• **Exercise description**
Go over the data and keep only the lines that include "getLinkProps".

Excerpts from a dataset:

________________________________________

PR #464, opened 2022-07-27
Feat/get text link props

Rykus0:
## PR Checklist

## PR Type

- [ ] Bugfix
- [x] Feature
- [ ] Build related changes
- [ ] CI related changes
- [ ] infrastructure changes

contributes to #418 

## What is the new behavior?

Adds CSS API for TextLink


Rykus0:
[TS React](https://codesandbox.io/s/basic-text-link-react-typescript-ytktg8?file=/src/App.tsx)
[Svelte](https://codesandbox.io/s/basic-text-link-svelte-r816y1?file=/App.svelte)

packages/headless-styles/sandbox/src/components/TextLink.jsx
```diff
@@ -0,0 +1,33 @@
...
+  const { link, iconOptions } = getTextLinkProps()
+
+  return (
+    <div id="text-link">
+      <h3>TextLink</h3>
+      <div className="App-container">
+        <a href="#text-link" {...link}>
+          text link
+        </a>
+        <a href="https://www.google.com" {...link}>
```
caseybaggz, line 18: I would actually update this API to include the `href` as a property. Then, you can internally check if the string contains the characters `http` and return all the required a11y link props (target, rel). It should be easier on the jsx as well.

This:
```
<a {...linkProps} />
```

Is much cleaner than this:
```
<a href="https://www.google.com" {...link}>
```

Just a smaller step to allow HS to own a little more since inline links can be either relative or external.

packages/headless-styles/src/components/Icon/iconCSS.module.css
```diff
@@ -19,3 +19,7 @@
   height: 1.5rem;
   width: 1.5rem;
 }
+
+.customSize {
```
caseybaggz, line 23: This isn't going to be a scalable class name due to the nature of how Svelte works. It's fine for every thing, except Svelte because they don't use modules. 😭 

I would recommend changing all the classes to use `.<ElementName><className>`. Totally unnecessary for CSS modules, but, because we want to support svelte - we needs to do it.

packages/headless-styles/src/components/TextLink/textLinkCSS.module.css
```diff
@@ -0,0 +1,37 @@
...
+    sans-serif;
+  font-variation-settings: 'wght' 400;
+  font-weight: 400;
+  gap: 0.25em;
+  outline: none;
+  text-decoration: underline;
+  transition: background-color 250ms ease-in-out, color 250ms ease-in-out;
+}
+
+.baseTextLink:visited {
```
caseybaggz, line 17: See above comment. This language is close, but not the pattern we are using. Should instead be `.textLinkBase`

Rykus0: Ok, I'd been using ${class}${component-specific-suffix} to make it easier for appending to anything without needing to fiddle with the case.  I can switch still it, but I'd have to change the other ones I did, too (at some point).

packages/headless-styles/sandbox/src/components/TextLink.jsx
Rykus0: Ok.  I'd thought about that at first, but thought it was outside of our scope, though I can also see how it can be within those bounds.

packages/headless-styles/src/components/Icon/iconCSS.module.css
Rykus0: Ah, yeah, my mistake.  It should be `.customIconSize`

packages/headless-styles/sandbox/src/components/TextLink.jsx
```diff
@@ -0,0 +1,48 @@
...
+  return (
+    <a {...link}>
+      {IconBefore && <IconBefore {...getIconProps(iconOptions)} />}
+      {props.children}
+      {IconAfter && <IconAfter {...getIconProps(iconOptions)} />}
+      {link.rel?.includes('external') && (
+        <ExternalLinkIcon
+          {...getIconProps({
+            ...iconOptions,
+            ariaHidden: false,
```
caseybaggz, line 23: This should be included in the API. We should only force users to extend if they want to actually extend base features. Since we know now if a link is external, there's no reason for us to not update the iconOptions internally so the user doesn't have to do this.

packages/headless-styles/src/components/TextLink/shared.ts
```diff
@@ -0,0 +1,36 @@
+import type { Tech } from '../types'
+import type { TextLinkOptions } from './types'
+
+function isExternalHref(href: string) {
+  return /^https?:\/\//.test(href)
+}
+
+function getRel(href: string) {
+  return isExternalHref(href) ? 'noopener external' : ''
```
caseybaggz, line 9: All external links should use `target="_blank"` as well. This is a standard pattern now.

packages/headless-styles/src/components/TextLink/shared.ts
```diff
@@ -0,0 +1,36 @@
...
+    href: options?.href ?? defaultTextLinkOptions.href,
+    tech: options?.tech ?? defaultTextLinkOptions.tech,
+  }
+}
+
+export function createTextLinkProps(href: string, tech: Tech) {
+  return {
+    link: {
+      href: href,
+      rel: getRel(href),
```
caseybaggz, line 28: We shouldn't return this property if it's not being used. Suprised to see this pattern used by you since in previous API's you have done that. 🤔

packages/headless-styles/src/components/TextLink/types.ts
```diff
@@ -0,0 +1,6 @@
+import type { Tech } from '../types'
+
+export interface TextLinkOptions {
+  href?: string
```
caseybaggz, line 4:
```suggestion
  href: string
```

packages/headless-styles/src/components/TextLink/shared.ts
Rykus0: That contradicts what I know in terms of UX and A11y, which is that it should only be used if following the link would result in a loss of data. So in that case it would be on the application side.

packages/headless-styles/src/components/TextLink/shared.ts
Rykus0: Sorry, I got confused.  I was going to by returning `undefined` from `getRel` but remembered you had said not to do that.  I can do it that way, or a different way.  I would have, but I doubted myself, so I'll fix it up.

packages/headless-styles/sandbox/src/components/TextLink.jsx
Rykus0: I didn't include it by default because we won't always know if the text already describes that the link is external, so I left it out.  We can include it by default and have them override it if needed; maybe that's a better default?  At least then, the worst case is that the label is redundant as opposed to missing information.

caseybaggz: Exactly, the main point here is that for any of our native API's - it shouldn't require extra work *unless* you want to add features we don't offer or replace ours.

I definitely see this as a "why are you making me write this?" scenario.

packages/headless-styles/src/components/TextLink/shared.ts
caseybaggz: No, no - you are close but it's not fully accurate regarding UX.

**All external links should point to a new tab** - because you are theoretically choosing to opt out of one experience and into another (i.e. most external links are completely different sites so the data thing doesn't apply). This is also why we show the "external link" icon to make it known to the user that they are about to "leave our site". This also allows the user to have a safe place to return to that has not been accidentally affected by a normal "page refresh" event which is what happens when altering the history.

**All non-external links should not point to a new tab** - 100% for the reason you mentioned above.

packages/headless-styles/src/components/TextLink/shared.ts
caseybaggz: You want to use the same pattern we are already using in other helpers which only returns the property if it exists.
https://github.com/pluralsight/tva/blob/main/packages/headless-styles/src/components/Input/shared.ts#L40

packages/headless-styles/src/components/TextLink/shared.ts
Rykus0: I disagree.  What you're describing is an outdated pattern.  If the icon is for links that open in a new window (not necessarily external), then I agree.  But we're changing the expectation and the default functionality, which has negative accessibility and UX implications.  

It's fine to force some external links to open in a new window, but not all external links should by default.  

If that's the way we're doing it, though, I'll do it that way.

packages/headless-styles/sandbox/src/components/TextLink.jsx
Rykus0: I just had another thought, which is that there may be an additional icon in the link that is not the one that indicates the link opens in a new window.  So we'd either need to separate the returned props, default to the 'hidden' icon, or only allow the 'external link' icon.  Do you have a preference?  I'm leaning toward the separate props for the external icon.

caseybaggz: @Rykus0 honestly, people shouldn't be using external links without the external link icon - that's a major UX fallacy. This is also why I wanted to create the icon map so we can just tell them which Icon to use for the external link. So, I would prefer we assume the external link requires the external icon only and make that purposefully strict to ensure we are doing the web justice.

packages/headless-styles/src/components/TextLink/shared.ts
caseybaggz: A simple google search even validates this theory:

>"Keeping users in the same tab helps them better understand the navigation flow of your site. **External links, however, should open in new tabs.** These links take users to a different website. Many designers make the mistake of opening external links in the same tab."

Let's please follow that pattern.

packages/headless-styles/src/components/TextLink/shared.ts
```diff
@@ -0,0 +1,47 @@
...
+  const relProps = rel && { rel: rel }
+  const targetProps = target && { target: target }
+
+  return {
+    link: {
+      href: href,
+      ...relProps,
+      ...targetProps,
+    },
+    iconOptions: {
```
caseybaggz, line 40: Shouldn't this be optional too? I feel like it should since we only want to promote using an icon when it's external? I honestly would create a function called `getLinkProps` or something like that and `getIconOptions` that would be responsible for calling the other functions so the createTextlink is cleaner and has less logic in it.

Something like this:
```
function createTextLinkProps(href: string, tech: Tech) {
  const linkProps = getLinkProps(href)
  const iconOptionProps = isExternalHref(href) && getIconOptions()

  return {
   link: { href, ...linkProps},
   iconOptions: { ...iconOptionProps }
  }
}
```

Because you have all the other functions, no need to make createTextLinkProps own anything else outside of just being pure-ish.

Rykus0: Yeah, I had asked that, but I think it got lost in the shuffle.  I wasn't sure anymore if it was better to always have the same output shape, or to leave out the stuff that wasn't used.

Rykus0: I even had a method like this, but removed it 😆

________________________________________

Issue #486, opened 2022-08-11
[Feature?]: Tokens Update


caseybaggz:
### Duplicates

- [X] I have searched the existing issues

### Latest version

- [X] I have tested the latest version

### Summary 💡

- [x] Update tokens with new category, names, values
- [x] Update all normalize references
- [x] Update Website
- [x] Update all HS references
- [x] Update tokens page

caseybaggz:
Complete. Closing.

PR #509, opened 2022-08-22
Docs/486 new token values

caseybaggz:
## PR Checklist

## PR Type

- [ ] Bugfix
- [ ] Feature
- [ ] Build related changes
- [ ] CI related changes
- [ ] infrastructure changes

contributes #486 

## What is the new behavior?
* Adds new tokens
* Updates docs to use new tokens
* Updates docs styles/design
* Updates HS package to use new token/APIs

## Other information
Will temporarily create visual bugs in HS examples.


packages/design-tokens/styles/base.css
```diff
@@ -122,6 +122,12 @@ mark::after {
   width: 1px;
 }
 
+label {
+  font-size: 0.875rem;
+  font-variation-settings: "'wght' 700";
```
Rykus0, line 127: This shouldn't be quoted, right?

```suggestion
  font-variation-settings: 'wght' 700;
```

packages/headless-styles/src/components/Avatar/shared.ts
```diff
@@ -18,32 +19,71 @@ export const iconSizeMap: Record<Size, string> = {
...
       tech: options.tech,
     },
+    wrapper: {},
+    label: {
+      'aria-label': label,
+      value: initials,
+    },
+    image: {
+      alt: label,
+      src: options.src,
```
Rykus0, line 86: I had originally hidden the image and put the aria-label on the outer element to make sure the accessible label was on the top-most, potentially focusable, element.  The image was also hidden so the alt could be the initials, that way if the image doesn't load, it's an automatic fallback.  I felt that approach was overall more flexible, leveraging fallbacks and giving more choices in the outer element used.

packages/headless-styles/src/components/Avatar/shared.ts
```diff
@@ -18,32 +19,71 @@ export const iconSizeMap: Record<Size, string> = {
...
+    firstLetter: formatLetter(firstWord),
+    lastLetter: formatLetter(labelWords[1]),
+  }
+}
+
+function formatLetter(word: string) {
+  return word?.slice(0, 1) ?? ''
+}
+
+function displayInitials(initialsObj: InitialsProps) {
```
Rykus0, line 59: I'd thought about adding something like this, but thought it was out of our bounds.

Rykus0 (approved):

________________________________________

• **Answer to the problem**
caseybaggz, line 40: Shouldn't this be optional too? I feel like it should since we only want to promote using an icon when it's external? I honestly would create a function called `getLinkProps` or something like that and `getIconOptions` that would be responsible for calling the other functions so the createTextlink is cleaner and has less logic in it.
  const linkProps = getLinkProps(href)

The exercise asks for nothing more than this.